◆ **AIM OF THE EXERCISE**
Find the string "mitigate" in the entries and copy each line that has it.
START DATA IN THIS EXERCISE
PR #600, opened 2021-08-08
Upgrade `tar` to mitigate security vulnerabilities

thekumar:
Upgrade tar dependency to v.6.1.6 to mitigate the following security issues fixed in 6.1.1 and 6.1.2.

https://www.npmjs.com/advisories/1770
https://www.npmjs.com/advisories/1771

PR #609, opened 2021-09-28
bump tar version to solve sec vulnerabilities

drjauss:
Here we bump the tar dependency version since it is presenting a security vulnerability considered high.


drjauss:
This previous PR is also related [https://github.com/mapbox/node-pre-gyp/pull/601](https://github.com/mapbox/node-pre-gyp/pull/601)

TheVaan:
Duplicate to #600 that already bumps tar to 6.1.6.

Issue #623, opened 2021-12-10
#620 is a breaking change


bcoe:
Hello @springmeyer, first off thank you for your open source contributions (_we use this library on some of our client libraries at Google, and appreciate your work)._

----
END DATA IN THIS EXERCISE
◆ **ANSWER BOX**
Upgrade `tar` to mitigate security vulnerabilities
Upgrade tar dependency to v.6.1.6 to mitigate the following security issues fixed in 6.1.1 and 6.1.2.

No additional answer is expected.